What is the number of lines in the listing below that contain the string "zqian"? Give that number only.

* [DATA FOR PROCESSING]:
--------------------------------

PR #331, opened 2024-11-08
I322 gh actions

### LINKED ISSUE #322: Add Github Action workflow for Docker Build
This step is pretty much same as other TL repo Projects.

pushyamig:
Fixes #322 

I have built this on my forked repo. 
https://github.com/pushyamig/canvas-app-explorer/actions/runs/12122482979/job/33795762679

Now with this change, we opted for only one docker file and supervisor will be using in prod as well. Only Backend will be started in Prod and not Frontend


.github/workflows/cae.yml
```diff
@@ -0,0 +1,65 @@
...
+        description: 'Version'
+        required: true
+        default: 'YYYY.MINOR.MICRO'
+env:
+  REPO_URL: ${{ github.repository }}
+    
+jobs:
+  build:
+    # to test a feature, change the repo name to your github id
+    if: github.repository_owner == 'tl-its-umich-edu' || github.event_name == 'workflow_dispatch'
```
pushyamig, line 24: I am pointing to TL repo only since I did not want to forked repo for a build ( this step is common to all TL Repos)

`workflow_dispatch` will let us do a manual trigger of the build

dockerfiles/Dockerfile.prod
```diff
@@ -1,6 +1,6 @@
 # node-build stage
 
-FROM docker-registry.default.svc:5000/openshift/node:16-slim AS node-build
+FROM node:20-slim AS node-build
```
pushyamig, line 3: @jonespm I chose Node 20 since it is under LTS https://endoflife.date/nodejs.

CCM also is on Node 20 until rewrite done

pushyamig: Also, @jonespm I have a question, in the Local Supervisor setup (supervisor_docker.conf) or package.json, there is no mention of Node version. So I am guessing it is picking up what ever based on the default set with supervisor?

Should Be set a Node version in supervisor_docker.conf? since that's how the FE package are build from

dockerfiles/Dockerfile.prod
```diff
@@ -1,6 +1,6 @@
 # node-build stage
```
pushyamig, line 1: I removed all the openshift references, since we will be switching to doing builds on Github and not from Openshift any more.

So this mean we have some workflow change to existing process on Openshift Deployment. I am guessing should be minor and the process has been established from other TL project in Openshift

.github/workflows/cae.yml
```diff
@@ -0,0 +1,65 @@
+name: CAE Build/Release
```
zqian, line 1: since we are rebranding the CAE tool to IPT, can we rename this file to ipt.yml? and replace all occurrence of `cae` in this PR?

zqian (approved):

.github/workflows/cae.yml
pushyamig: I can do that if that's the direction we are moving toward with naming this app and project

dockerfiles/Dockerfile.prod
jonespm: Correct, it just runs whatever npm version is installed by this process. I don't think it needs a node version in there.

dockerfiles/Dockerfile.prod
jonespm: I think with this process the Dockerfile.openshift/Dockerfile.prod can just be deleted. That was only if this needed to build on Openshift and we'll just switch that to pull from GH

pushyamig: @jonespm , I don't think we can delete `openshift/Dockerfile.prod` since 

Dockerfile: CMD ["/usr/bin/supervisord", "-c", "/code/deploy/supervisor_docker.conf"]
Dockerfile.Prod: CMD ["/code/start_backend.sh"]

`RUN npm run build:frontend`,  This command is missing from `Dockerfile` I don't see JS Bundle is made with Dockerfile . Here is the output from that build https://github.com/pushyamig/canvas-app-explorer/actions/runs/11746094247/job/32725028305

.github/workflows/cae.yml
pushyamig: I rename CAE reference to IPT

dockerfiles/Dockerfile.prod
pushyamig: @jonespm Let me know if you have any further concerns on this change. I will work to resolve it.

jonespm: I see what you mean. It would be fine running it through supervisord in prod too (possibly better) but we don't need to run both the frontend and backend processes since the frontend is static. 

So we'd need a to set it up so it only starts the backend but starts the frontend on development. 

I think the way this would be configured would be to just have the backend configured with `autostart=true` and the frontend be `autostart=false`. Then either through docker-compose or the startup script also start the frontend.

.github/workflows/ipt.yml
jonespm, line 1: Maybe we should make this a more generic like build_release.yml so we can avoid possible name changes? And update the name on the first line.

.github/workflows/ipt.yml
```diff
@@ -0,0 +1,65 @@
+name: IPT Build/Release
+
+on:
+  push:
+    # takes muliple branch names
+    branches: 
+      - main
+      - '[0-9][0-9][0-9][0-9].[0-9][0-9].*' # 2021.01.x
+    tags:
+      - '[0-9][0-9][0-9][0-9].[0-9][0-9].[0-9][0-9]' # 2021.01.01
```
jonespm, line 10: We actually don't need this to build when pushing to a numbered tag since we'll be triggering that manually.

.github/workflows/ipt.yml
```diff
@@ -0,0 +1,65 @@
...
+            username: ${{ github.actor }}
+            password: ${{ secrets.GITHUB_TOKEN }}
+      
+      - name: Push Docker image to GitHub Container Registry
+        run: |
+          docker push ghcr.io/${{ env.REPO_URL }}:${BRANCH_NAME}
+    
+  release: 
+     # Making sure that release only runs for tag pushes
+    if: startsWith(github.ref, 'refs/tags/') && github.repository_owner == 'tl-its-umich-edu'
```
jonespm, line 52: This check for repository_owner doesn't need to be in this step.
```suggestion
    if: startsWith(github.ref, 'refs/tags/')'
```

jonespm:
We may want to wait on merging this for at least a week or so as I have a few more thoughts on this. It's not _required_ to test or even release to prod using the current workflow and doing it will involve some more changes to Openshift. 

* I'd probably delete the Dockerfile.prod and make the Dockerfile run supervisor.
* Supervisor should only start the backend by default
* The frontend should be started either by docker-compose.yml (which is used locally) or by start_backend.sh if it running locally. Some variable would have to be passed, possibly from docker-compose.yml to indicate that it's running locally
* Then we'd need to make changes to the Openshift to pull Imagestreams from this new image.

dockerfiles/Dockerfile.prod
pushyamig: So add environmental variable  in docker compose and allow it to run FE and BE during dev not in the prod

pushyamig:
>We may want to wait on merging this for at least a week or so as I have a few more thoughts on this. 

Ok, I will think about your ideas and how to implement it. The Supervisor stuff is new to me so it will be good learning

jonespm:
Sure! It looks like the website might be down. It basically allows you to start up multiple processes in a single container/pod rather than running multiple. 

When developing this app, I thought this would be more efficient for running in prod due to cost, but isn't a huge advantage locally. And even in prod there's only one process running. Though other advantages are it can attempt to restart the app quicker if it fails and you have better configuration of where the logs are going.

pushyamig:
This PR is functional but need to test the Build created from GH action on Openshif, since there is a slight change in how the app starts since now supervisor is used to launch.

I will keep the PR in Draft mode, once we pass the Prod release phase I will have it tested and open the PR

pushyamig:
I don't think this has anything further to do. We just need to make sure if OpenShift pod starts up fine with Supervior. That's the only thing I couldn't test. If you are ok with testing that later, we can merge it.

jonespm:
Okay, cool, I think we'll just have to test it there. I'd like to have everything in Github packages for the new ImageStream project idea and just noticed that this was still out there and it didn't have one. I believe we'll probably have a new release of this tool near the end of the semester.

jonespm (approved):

--------------------------------

* [SOLUTION TO THIS EXERCISE]: 2